Summer Refreshing

In the past summer has always been a time of contemplating and refreshing for the year ahead. There have seemed to be themes connected to these summer ponderings, themes that make my inner geek erupt into a happy dance. Two summers ago, I remember that I was immersed in the thoughts of educational liturgy, last summer was full of Jenny Rallens and how she combats memory loss in her students. I am thankful to the Lord that He gives me these little pockets of schole to awaken my soul by the wonder of these ponderings.

This summer there appears to be a few threads of ponderings going on that is causing my level of excitement to rise. First, Circe has started yet another podcast series but this one is solely on Charlotte Mason (be still, my rapidly beating heart!) The co-host is Cindy Rollins and for each podcast they will talk about a different aspect of the CM philosophy with a different guest. I listened to the first podcast already and, do I dare admit it? I cried during the first few minutes. I know. But it was the combination of the opening music (it was so beautiful) and the CM quotes that David Kern read that just did me in. I quite enjoyed this podcast and I am eagerly awaiting the next month’s edition.
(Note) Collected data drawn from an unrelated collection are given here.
Issue #2299, opened 2024-01-23
Crashes on Windows 10


Zhniing:
**Describe the bug**
Neovide crashes after opening an empty buffer and typing something.

Also try to open a file (about 200 lines), and scroll the buffer via the mouse wheel. Crashes as well.

**To Reproduce**
1. Run `neovide --log -- --clean` in PowerShell
2. Type something
3. Neovide freezes 1 or 2 seconds
4. Neovide crashes (window closed)

**Expected behavior**
Don't crash.

**Screenshots**
I captured a video (1.84MB in `.mp4`) of the whole process but, seems unable to upload.

**Desktop:**
 - OS: Windows 10 22H2
 - Neovide Version: build from [3e575fcd](https://github.com/neovide/neovide/commit/3e575fcd21863fdaa1fd14d23db649738694af97) (via `cargo install --path .`)
 - Neovim Version: 0.9.5 (via `scoop install neovim`)

**Please run `neovide --log` and paste the contents of the `.log` file created in the current directory here:**

[neovide_rCURRENT.log](https://github.com/neovide/neovide/files/14022054/neovide_rCURRENT.log)

**Additional context**
This may be a stupid issue. I tried various versions of both Neovide and Neovim, and always crashed. I just have no idea what happened. Could you help me out?

Thank you for making this impressed project!

fredizzimo:
Do you have a neovide_backtraces.log file, in the working directory where you started neovide from?

Zhniing:
> Do you have a neovide_backtraces.log file, in the working directory where you started neovide from?

No. I start Neovide in an empty directory. There is only one file (i.e. neovide_rCURRENT.log) generated after Neovide crashed.

fredizzimo:
Ok, can you try first setting the environment variable `RUST_BACKTRACE=1` and then run `cargo run -- --clean --log`, that should print the backtrace to the terminal, and run a debug build.

Zhniing:
Tried as the following process:

1. Run `$env:RUST_BACKTRACE=1` in PowerShell to set the environment variable
2. Run `cargo run -- --clean --log` and get this error:

```
error: unexpected argument '--clean' found

  tip: to pass '--clean' as a value, use '-- --clean'

Usage: neovide.exe [OPTIONS] [FILES_TO_OPEN]... [-- [NEOVIM_ARGS]...]

For more information, try '--help'.
error: process didn't exit successfully: `target\debug\neovide.exe --clean --log` (exit code: 2)
```

[...]

Issue #2182, opened 2023-12-15
Neovide Windows freezes when quitting


Parsifa1:
## **Describe the bug**

Neovide Windows 11 WSL2 not responding when quit

## **To Reproduce**

1. Open WSL terminal
1. Run ` neovide.exe --wsl `
1. Quit neovide either using ` :q ` or clicking close button
1. Neovide becomes freezed

## **Expected behavior**

exit neovim and neovide as expected

## **Screenshots**

![image](https://github.com/neovide/neovide/assets/31800073/95afc09d-c22b-4d2d-ba75-d0e3491e904e)

## **Desktop (please complete the following information):**

 - OS: Windows11 23H2
 - Neovide Version : 0.11.2
 - Neovim Version: 
 ` nightly `
 ```
 NVIM v0.10.0-dev-1846+gf31f260f0c6
Build type: RelWithDebInfo
LuaJIT 2.1.1702233742
Run "nvim -V1 -v" for more info
```

 **Please run `neovide --log` and paste the contents of the `.log` file created in the current directory here:**
[neovide_rCURRENT.log](https://github.com/neovide/neovide/files/13687097/neovide_rCURRENT.log)

fredizzimo:
I'm using Neovide  in Windows and WSL all the time, and don't see the problem, so it's hard to tell what's wrong.

One possibility is the clipboard hang, described here https://github.com/neovide/neovide/issues/2003. On WSL you only need Win32yank.exe, so if you have xlclip or similar installed, perhaps you could try to uninstall that. It also causing problems with the copy and paste functionality, since it has a higher priority than Win32Yank, or at least it used to have when I last checked.

Parsifa1:
In fact, I only used win32yank, and if I didn't use win32yank, ^M would appear on each line due to the difference between Windows and Linux.

![image](https://github.com/neovide/neovide/assets/31800073/51d0aa39-0f7a-4628-a95d-900cc04dab48)

Parsifa1:
I also tried close ` vim.opt.clipboard = "unnamedplus" `, and it comes again

![image](https://github.com/neovide/neovide/assets/31800073/cbc23ecc-069e-4455-9fae-18a9bd3ff608)

Parsifa1:
[...]

PR #2336, opened 2024-02-03
Update nvim-rs, remove superflous arc-wrapping

KillTheMule:
- Codestyle
- Other

- No

Updated `nvim-rs` to the latest release. I noticed you're wrapping the `Neovim` instance in `Arc`. That's not really necessary, since `nvim-rs` does `Arc`-wrapping for all components anyways.

There might be performance implications - this removes an indirection, but cloning the `Neovim` instance now needs to bump 3 counters instead of one. My assumption would be that this is a win, but there aren't any benchmarks in place to decide this.Your choice :)

### DIFF
--- a/Cargo.lock
+++ b/Cargo.lock
@@ -1758,9 +1758,9 @@ dependencies = [
 
 [[package]]
 name = "nvim-rs"
-version = "0.6.0"
+version = "0.7.0"
 source = "registry+https://github.com/rust-lang/crates.io-index"
-checksum = "9156b04d79079937abae1eb912669c48c360fb5d86138052a9bbae9c5220a71e"
+checksum = "45fcd98ddbb0c866684dacec0d99a7c623c1784b0facfd44cfee17cc79aa81b2"
 dependencies = [
  "async-trait",
  "futures 0.3.30",
@@ -1770,6 +1770,7 @@ dependencies = [
  "rmpv",
  "tokio",
  "tokio-util",
+ "winapi",
 ]
 
 [[package]]
@@ -2775,9 +2776,9 @@ checksum = "1f3ccbac311fea05f86f61904b462b55fb3df8837a366dfc601a0161d0532f20"
 
 [[package]]
 name = "tokio"
-version = "1.35.1"
+version = "1.36.0"
 source = "registry+https://github.com/rust-lang/crates.io-index"
-checksum = "c89b4efa943be685f629b149f53829423f8f5531ea21249408e8e2f8671ec104"
+checksum = "61285f6515fa018fb2d1e46eb21223fff441ee8db5d0f1435e8ab4f5cdb80931"
 dependencies = [
  "backtrace",
  "bytes 1.5.0",
--- a/Cargo.toml
+++ b/Cargo.toml
@@ -47,7 +47,7 @@ log = "0.4.16"
 lru = "0.7.5"
 neovide-derive = { path = "neovide-derive", version = "0.1.0" }
 num = "0.4.1"
-nvim-rs = { version = "0.6.0", features = ["use_tokio"] }
+nvim-rs = { version = "0.7.0", features = ["use_tokio"] }
 parking_lot = "0.12.0"
 rand = "0.8.5"
 raw-window-handle = "0.5.0"
--- a/src/bridge/mod.rs
+++ b/src/bridge/mod.rs
@@ -11,7 +11,7 @@ use itertools::Itertools;
 use log::{error, info};
 use nvim_rs::{error::CallError, Neovim, UiAttachOptions, Value};
 use rmpv::Utf8String;
-use std::{io::Error, ops::Add, sync::Arc};
+use std::{io::Error, ops::Add};
 use tokio::runtime::{Builder, Runtime};
 use winit::event_loop::EventLoopProxy;
 
@@ -109,7 +109,7 @@ async fn launch(handler: NeovimHandler, grid_size: Option<Dimensions>) -> Result
     let should_handle_clipboard = settings.wsl || settings.server.is_some();
     setup_neovide_specific_state(&session.neovim, should_handle_clipboard).await?;
 
-    start_ui_command_handler(Arc::clone(&session.neovim));
+    start_ui_command_handler(session.neovim.clone());
     SETTINGS.read_initial_values(&session.neovim).await?;
 
     let mut options = UiAttachOptions::new();
--- a/src/bridge/session.rs
+++ b/src/bridge/session.rs
@@ -37,7 +37,7 @@ impl NeovimSession {
         let io_handle = spawn(io);
 
         Ok(Self {
-            neovim: neovim,
+            neovim,
             io_handle,
         })
     }
--- a/src/bridge/session.rs
+++ b/src/bridge/session.rs
@@ -4,7 +4,6 @@
 use std::{
     io::{Error, ErrorKind, Result},
     process::Stdio,
-    sync::Arc,
 };
 
 use nvim_rs::{error::LoopError, neovim::Neovim, Handler};
@@ -23,7 +22,7 @@ type BoxedReader = Box<dyn AsyncRead + Send + Unpin + 'static>;
 type BoxedWriter = Box<dyn AsyncWrite + Send + Unpin + 'static>;
 
 pub struct NeovimSession {
-    pub neovim: Arc<Neovim<NeovimWriter>>,
+    pub neovim: Neovim<NeovimWriter>,
     pub io_handle: JoinHandle<std::result::Result<(), Box<LoopError>>>,
 }
 
@@ -38,7 +37,7 @@ impl NeovimSession {
         let io_handle = spawn(io);
 
         Ok(Self {
-            neovim: Arc::new(neovim),
+            neovim: neovim,
             io_handle,
         })
     }
--- a/src/bridge/session.rs
+++ b/src/bridge/session.rs
@@ -36,10 +36,7 @@ impl NeovimSession {
             Neovim::<NeovimWriter>::new(reader.compat(), Box::new(writer.compat_write()), handler);
         let io_handle = spawn(io);
 
-        Ok(Self {
-            neovim,
-            io_handle,
-        })
+        Ok(Self { neovim, io_handle })
     }
 }
 
--- a/src/bridge/ui_commands.rs
+++ b/src/bridge/ui_commands.rs
@@ -1,4 +1,4 @@
-use std::sync::{Mutex};
+use std::sync::Mutex;
 
 use log::trace;
 
--- a/src/bridge/ui_commands.rs
+++ b/src/bridge/ui_commands.rs
@@ -1,4 +1,4 @@
-use std::sync::{Arc, Mutex};
+use std::sync::{Mutex};
 
 use log::trace;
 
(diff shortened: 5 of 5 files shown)


falcucci:
@KillTheMule thank you! i'll just make sure to use it for a bit to certify everything works flawlessly before approving this.

KillTheMule:
Done.

fredizzimo:
@Zhniing
If I'm not mistaken (I haven't looked at the changes in detail) the file handles should no longer be asynchrounous, and run into the potential rust standard library bug I found here https://github.com/neovide/neovide/issues/2299#issuecomment-1907411309. My analysis there is slightly wrong, though`NtReadFile` allows `WaitForSingleObject` in certain cases, which I think should have been fulfilled, but I see no other possible reason for your crash,

@sid-6581, can you revert your exit hang fix and test with this? I strongly believe that one was also caused by the same bug. And if not, so much has changed in `nvim-rs` that something else might have fixed it.

sid-6581:
> @Zhniing, could you test this? If I'm not mistaken (I haven't looked at the changes in detail) the file handles should no longer be asynchrounous, and run into the potential rust standard library bug I found here [#2299 (comment)](https://github.com/neovide/neovide/issues/2299#issuecomment-1907411309). My analysis there is slightly wrong, though`NtReadFile` allows `WaitForSingleObject` in certain cases, which I think should have been fulfilled, but I see no other possible reason for your crash,
> 
> @sid-6581, can you revert your exit hang fix and test with this? I strongly believe that one was also caused by the same bug. And if not, so much has changed in `nvim-rs` that something else might have fixed it.

I'll check! I'm also experiencing a lot of hangs now while I'm in the middle of using neovide (not when closing), so I'll be running in the debugger while working and checking on both issues.

fredizzimo:
@KillTheMule, thanks. I guess it didn't occur to us that it was cloneable.

fredizzimo:
@sid-6581, I think there's a temporary freeze caused by https://github.com/neovide/neovide/pull/2188, it might not skip ahead when the computer has been sleeping for example. But that one recovers after a while.

sid-6581:
@fredizzimo, the freezes I've observed happen a lot, and I haven't seen it recover. From my recollection it also happens without locking the computer or anything like that. If I'm not careful to kill the whole process tree, I get a lot of orphan nvim processes left behind.

I just hope it's easily reproducible in a debug build, and not just a race condition that mostly happens in the production build.

fredizzimo:
I wish I could help you with that, but all three of my Windows (11) machines are completely stable. One of them with Neovide uptimes of weeks, it's probably one week even now, but that's on the D3D branch.

sid-6581:
OK, I tried reverting my fix on this PR and got neovide to hang on the first attempt, just like before. The nvim process is gone, and neovide still doesn't detect it as gone.

@KillTheMule have you ever seen this problem?

(Also, totally unrelated observation, but neovide no longer compiles on the latest nightly. Something has a dependency on ahash 0.7.7, which is where the problem is.)

KillTheMule:
> @KillTheMule have you ever seen this problem?

I couldn't really follow along, discussions are quite long... can you spell that out for me? Or link to a specific comment that tells me what you're talking about?

sid-6581:
> > @KillTheMule have you ever seen this problem?
> 
> I couldn't really follow along, discussions are quite long... can you spell that out for me? Or link to a specific comment that tells me what you're talking about?

Apologies, I wasn't sure if you had followed the previous discussions. Here is some context:

https://github.com/neovide/neovide/pull/2130

TLDR; sometimes when the nvim process exits (cleanly, by all appearances), the stdin/stdout pipes aren't broken, and `nvim-rs` doesn't break out of its I/O loops. This causes the runtime to never shut down, because it's waiting for the `nvim-rs` task.

sid-6581:
> @sid-6581, here's a fix for the nightly toolchain:
> 
> * [chore: update lru crate to fix building with the nightly toolchain #2346](https://github.com/neovide/neovide/pull/2346)

Great, that was quick! Thanks!

KillTheMule:
> TLDR; sometimes when the nvim process exits (cleanly, by all appearances), the stdin/stdout pipes aren't broken, and `nvim-rs` doesn't break out of its I/O loops. This causes the runtime to never shut down, because it's waiting for the `nvim-rs` task.

Ok, I have not seen this before. It's windows only, and you're the only one to reproduce it? I'll try to see if I can reproduce it... and then I need a windows dev environment... might take some time, but I'll look.

I do agree though that the loop @fredizzimo points to looks hellishly suspicious. As far as I can tell though that amounts to busy waiting, i.e. it should put some load on a core. Can you confirm this? Should also fill up the log with debug messages...

fredizzimo:
@KillTheMule, 
This is what I'm most suspicious of currently. I don't think the fix here is correct:
* https://github.com/rust-lang/rust/issues/98947

Since @Zhniing encountered the exact same issue here https://github.com/neovide/neovide/issues/2299, with the hashes matching the 1.75.0 toolchain version.

IMO they should use an event object there. 

Although the hang is different from the crash, it could be explained by the same thing, but in this case `WaitForSingleObject` never returning. 

The last line in this image posted by @sid-6581, also seem to indicate that it's blocking exactly there
image

sid-6581:
> > TLDR; sometimes when the nvim process exits (cleanly, by all appearances), the stdin/stdout pipes aren't broken, and `nvim-rs` doesn't break out of its I/O loops. This causes the runtime to never shut down, because it's waiting for the `nvim-rs` task.
> 
> Ok, I have not seen this before. It's windows only, and you're the only one to reproduce it? I'll try to see if I can reproduce it... and then I need a windows dev environment... might take some time, but I'll look.
> 
> I do agree though that the loop @fredizzimo points to looks hellishly suspicious. As far as I can tell though that amounts to busy waiting, i.e. it should put some load on a core. Can you confirm this? Should also fill up the log with debug messages...
> 
> (e) I guess I can't even read my own loop, for now I think it's fine. Gonna look into the hang.

There have been a lot of reports of hangs on exit, so unfortunately, it's not just me. I can just assume other's hangs are caused by the same issue, but I can't say for sure without anyone firing up a debugger and checking. When it hangs there's no busy waiting, it's stuck in a Win32 wait function. No debug messages in the log, which makes sense, because it's just stuck in OS land.

fredizzimo:
@sid-6581 


Is it stuck in this function if you are on nightly? 
https://github.com/rust-lang/rust/blob/8ace7ea1f7cbba7b4f031e66c54ca237a0d65de6/library/std/src/sys/pal/windows/handle.rs#L250

Or here in 1.75
https://github.com/rust-lang/rust/blob/82e1608dfa6e0b5569232559e3d385fea5a93112/library/std/src/sys/windows/handle.rs#L250

That code should probably create an event pass that to NtReadFile, and wait for the event, not wait for the file handle directly.

There are some special situations where waiting for the handle is allowed, but I'm not sure they hold here, especially since we are dealing with pipes and not filea https://learn.microsoft.com/en-us/windows-hardware/drivers/ddi/ntifs/nf-ntifs-ntreadfile

> If the caller opened the file with the SYNCHRONIZE flag set in DesiredAccess, the calling thread can synchronize to the completion of the read operation by waiting on the file handle, FileHandle. The handle is signaled each time that an I/O operation that was issued on the handle completes. However, the caller must not wait on a handle that was opened for synchronous file access (FILE_SYNCHRONOUS_IO_NONALERT or FILE_SYNCHRONOUS_IO_ALERT). In this case, NtReadFile waits on behalf of the caller and does not return until the read operation is complete. The caller can safely wait on the file handle only if all three of the following conditions are met:
The handle was opened for asynchronous access (that is, neither FILE_SYNCHRONOUS_IO_XXX flag was specified).
The handle is being used for only one I/O operation at a time.
NtReadFile returned STATUS_PENDING.

KillTheMule:
> > > @KillTheMule have you ever seen this problem?
> > 
> > 
> > I couldn't really follow along, discussions are quite long... can you spell that out for me? Or link to a specific comment that tells me what you're talking about?
> 
> Apologies, I wasn't sure if you had followed the previous discussions. Here is some context:
> 
> #2130
> 
> TLDR; sometimes when the nvim process exits (cleanly, by all appearances), the stdin/stdout pipes aren't broken, and `nvim-rs` doesn't break out of its I/O loops. This causes the runtime to never shut down, because it's waiting for the `nvim-rs` task.

I could not reproduce that. I'm starting neovide from powershell, when the window opens I hit 'a' (having `nnoremap a :qa<Enter>` in $MYVIMRC), and everything seems fine. Is that how I need to do it? How many tries should this roughly need to reproduce?

sid-6581:
> > > > @KillTheMule have you ever seen this problem?
> > > 
> > > 
> > > I couldn't really follow along, discussions are quite long... can you spell that out for me? Or link to a specific comment that tells me what you're talking about?
> > 
> > 
> > Apologies, I wasn't sure if you had followed the previous discussions. Here is some context:
> > #2130
> > TLDR; sometimes when the nvim process exits (cleanly, by all appearances), the stdin/stdout pipes aren't broken, and `nvim-rs` doesn't break out of its I/O loops. This causes the runtime to never shut down, because it's waiting for the `nvim-rs` task.
> 
> I could not reproduce that. I'm starting neovide from powershell, when the window opens I hit 'a' (having `nnoremap a :qa<Enter>` in $MYVIMRC), and everything seems fine. Is that how I need to do it? How many tries should this roughly need to reproduce?

That's how I get it to hang easily as well. I start it up and immediately hit my shortcut that does `:qa`.

Are you running the latest commit, which includes my workaround for the hang? If so, try changing line 171 in `src/bridge/mod.rs` from `self.runtime.take().unwrap().shutdown_background()` to `drop(self.runtime.take().unwrap())`. I get it to hang repeatedly by quickly triggering a `:qa` after startup.

KillTheMule:
No I'm running 0.12.2 from the releases page. I also tried via `neovide.exe -- -c ":qa"`, but no hang.

sid-6581:
> No I'm running 0.12.2 from the releases page. I also tried via `neovide.exe -- -c ":qa"`, but no hang.

0.12.2 has my workaround for the hang, so you won't be able to reproduce it with that version.

KillTheMule:
Oh, ok... so I'm gonna setup a rust dev environment on windows.

sid-6581:
> Oh, ok... so I'm gonna setup a rust dev environment on windows.

You can also try 0.12.1, which was before the workaround.

KillTheMule:
Thanks for that hint, something on MS's end seems to be wrong, so I can't install right now...

That being said, I also could not reproduce with 0.12.1. Darn...

Zhniing:
> @Zhniing, could you test this?
> If I'm not mistaken (I haven't looked at the changes in detail) the file handles should no longer be asynchrounous, and run into the potential rust standard library bug I found here [#2299 (comment)](https://github.com/neovide/neovide/issues/2299#issuecomment-1907411309). My analysis there is slightly wrong, though`NtReadFile` allows `WaitForSingleObject` in certain cases, which I think should have been fulfilled, but I see no other possible reason for your crash,

@fredizzimo, I built from [this commit](https://github.com/KillTheMule/neovide/commit/ecf05df9fe27ae7d291df584ff78b2277713dec3) with Rust 1.76.0, and the Neovide crashed as before unfortunately. The call stack is the same as [#2299 (comment)](https://github.com/neovide/neovide/issues/2299#issuecomment-1907186068)

fredizzimo:
Thank you, I will merge this now to get more testing before we make a new release. 

It seems like it did not fix any of the hangs and crashes that we had, so I was a bit optimistic, but nevertheless removing the linebuffering seems like a good change. 

Let's continue discussing the hang issues in:
* https://github.com/neovide/neovide/issues/2182

And the Windows 10 crash in
* https://github.com/neovide/neovide/issues/2299

I still suspect they are the same issue, but let's keep them separate until proven otherwise.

So my week got off to a great start with that gift and then I read Brandy’s post on The Liberal Arts Tradition by Ravi Jain and Kevin Clark. Brandy is doing a series of posts on this book but this week’s post had to do with the tree that is pictured in the beginning of the book. It is a simple drawing; at the bottom of the tree, the root system is piety; entangling itself for the trunk are the six components that make up the liberal arts–gymnastics, music, natural philosophy, moral philosophy, trivium and the quadrivium; above the trunk are leaves and apples named love, beauty, truth, goodness, virtue; then overarching it all is theology. =This picture is simple but, to me, it speaks volumes about how real education should look.

This tree revved up my juices of connection. Walk with me here. Last year, the kids and I studied and drew virtue trees. At the bottom of the tree, in the root system, is humility. In order to bring forth virtue in your life, there needs to be humility. Arrogance does not breed virtue, it breeds vice. That slammed hard into me when we were looking at these trees. Then about a month after that I read Consider This by Karen Glass, a book about Charlotte Mason and Classical Education. Glass reiterates throughout the book that the key to classical education is humility, humility in acknowledging that you don’t know everything and humility in teaching. This, too slammed hard into me.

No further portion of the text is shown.